From this, Thurston was able to kick to Billy Slater, setting up the first four-pointer which Thurston also converted to make the score 8–2. A try attempt by Cooper Cronk was controversially disallowed by the video referee, who ruled Isaac Luke had been able to stop the ball coming into contact with the in-goal grass while also giving New Zealand a penalty against Andrew Fifita for 'driving' Luke. Cronk didn't have to wait long to score though, as a few minutes later Darius Boyd got around Whare and raced down the wing before putting in a miss-kicked grubber which Cronk managed to find to go over and score despite a desperate Kevin Locke tackle.

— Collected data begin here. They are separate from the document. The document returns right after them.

PR #946, opened 2026-09-11
refactor(node): isolate txindex query work and unify accounting

metaphorics:
## Summary

Continue the txindex cleanup on top of the owners already merged into main (including #941), rather than introducing a competing worker layout.

- Split the 936-line query module into a small shared snapshot gate and private transaction-resolution, script-traversal, block-source, and work-budget modules. Public query entrypoints still share the existing health/revision/watermark/chain-transition checks; no alternate read path is introduced.
- Make `QueryBudget` the single owner of historical and live scan charging. Preserve both truncation diagnostics and every existing row, byte, scan, and body-read limit.
- Replace three repeated pending-batch transfer constructions with `PendingForward::take`, retaining the fence, watermarks, capabilities, durable position, and original flush deadline.
- Route failure publication through the existing generation-checked lifecycle publication function instead of duplicating its RCU logic.
- Retain existing tests, add six budget regressions and one revoked-generation failure regression, and update the indexing contract's owner/evidence map.

No persisted format, schema, backend policy, batch/query limit, reconciliation fence, or dependency changes. The store-open shutdown behavior fix is intentionally a separate follow-up PR.

## Validation

Exact source commit: `84da525ca6fa44bb0c53b895fe0340ce1c92c725`.
Base: `7f5a460de67965ff36955bab1434c75f080ad384`.

Completed in the isolated [validation run](https://github.com/gosuda/bitcoin-rs/actions/runs/34603714053):

```sh
cargo fmt --all -- --check
cargo clippy --locked -p bitcoin-rs-node --no-default-features \
  --features fjall,redb,zmq --all-targets -- -D warnings
cargo test --locked -p bitcoin-rs-node --no-default-features \
  --features fjall,redb,zmq --lib txindex_worker -- --nocapture
cargo test --locked -p bitcoin-rs-index --features fjall,redb --no-fail-fast
```

All four checks above passed before the source branch was pushed. `git diff --check` also passed. The validation workflow and transformation scripts live only on an isolated workbench branch; this PR contains no CI/workbench helpers.

### Existing ownership-audit failure, not a green gate

`overhaul_ownership` reports **16 passed / 1 failed**. The failing test is `mempool_writer_source_scan_passes`, flagging the existing `handles.mempool_gateway.remove_for_block(` call in `crates/node/src/apply/connect.rs:538`.

The unchanged source-audit executable was also run against a pristine checkout of the pinned base at the same path. It produced the same 16/1 result and identical violation diagnostic. The audit sources, manifests, lockfile, and mempool production code are untouched. The run records both logs and `ownership-status.json`; its comparison step succeeding does **not** mean the underlying audit passed.

The `txindex-final-evidence` artifact records exact patches, source, compiler version, and logs. RocksDB-specific execution and the full workspace behavioral test suite are not claimed by these targeted checks.

---
## Summary by cubic
Refactors the txindex query path by isolating work into dedicated modules and unifying work accounting under `QueryBudget`, with no change to query limits or persisted data.

- Splits the 936-line query module into private modules for transactions, scripts, block source, and budget; public entrypoints retain all existing checks.
- Replaces three repeated pending-batch transfer constructions with `PendingForward::take`, preserving fence, watermarks, capabilities, durable position, and flush deadline.
- Routes failure publication through the existing generation-checked lifecycle function.
- Adds six budget regression tests and one revoked-generation failure regression, and updates the indexing contract's owner/evidence map.

<sup>Written for commit 84da525ca6fa44bb0c53b895fe0340ce1c92c725. Summary will update on new commits.</sup>

<a href="https://cubic.dev/pr/gosuda/bitcoin-rs/pull/946?utm_source=github" target="_blank" rel="noopener noreferrer" data-no-image-dialog="true"><picture><source media="(prefers-color-scheme: dark)" srcset="https://www.cubic.dev/buttons/review-in-cubic-dark.svg"><source media="(prefers-color-scheme: light)" srcset="https://www.cubic.dev/buttons/review-in-cubic-light.svg">Review in cubic</picture></a>


metaphorics:
The separately reviewable store-open shutdown fix is now published as #951, stacked on this branch. It caps each receive wait at 100 ms, checks shutdown/runtime stop/generation revocation, and retains namespace exclusion when the non-cancellable backend helper is abandoned.

Review/merge order: #946 first, then retarget #951 to `main`. #951 contains only the follow-up delta, not another copy of the query refactor.

The completed validation run linked in both descriptions records 71 passing txindex tests for this commit, 79 for the follow-up, 96 passing index-crate tests on this commit, strict Clippy and formatting on both, and the cancellation negative control. The existing 16-pass/1-fail ownership-audit result remains explicitly documented rather than presented as a green gate.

Thurston kicked his 3rd goal from 3 attempts to take the score out to 14–2. Thurston's conversion of Cronk's try saw him overtake Michael Cronin as Australia's highest point scorer in test match football. Manu Vatuvei's attacking run for New Zealand saw him pushed over the sideline 5 metres out by 5 desperate Australian defenders, and an offside penalty at the 35 minute mark gave Thurston another kick to bring the score out to 16–2 at halftime.

===Second half===
Billy Slater opened the scoring on the first set of the second half, thanks to break by captain Cameron Smith who passed outside to Thurston who found Darius Boyd who raced down the sideline and found Slater in support as Kiwi fullback Kevin Locke loomed in defence. This gave Thurston another chance to convert and bring the score to 22–2. A charge-down by Ben Matulino and regather from Sonny Bill Williams led to New Zealand beginning attack at halfway. More potential attack from the Kiwis was defused easily by the Australians, until a New Zealand grubber gave possession back to the Australians. A flick offload from Josh Papalii led to a chip kick from Brett Morris, regathered and then re-kicked by Jarryd Hayne led to a sliding Morris try. A conversion by Thurston brought the score out to 28–2. Both teams were having issues with the geography of the ground, as Morris collided with the signage during his try and a flying Manu Vatuvei landed awkwardly on the concrete surrounding the field. Australia's control of the game led to the New Zealanders forced into defense of their own line, defusing Australia's attack but not managing any successful attack of their own. A near 100 metre try by Morris, thanks to a 70-metre intercept run by Hayne, and conversion by Thurston made the score 34–2 with eight minutes to go.

===Details===

| FB | 1 | Kevin Locke |
| RW | 2 | Roger Tuivasa-Sheck |
| LC | 3 | Dean Whare |
| RC | 4 | Bryson Goodwin |
| LW | 5 | Manu Vatuvei |
| SO | 6 | Kieran Foran |
| SH | 7 | Shaun Johnson |
| PR | 8 | Jared Waerea-Hargreaves |
| HK | 9 | Isaac Luke |
| PR | 10 | Jesse Bromwich |
| SR | 11 | Simon Mannering (c) |
| SR | 12 | Sonny Bill Williams |
| LF | 13 | Elijah Taylor |
Substitutions:
| IC | 14 | Frank-Paul Nu'uausala |
| IC | 15 | Sam Kasiano |
| IC | 16 | Ben Matulino |
| IC | 17 | Alex Glenn |
Coach:
NZL Stephen Kearney
| FB | 1 | Billy Slater |
| RW | 2 | Brett Morris |
| RC | 3 | Greg Inglis |
| LC | 4 | Jarryd Hayne |
| LW | 5 | Darius Boyd |
| SO | 6 | Johnathan Thurston |
| SH | 7 | Cooper Cronk |
| PR | 8 | Matt Scott |
| HK | 9 | Cameron Smith (c) |
| PR | 10 | James Tamou |
| SR | 11 | Greg Bird |
| SR | 12 | Sam Thaiday |
| LF | 13 | Paul Gallen |
Substitutions:
| IC | 14 | Daly Cherry-Evans |
| IC | 15 | Josh Papalii |
| IC | 16 | Andrew Fifita |
| IC | 17 | Corey Parker |
Coach:
AUS Tim Sheens

==Post-match==
Australian scrum half back Johnathan Thurston was named the final's man-of-the-match, his fourth such award of the tournament. His conversion of Cronk's first half try also broke Mick Cronin's 31-year-old record of 309 Test points for the Kangaroos. The 32-point margin set a new record for heaviest victory in a final, eclipsing Australia's 40–12 victory over the Kiwis in the same stadium in 2000.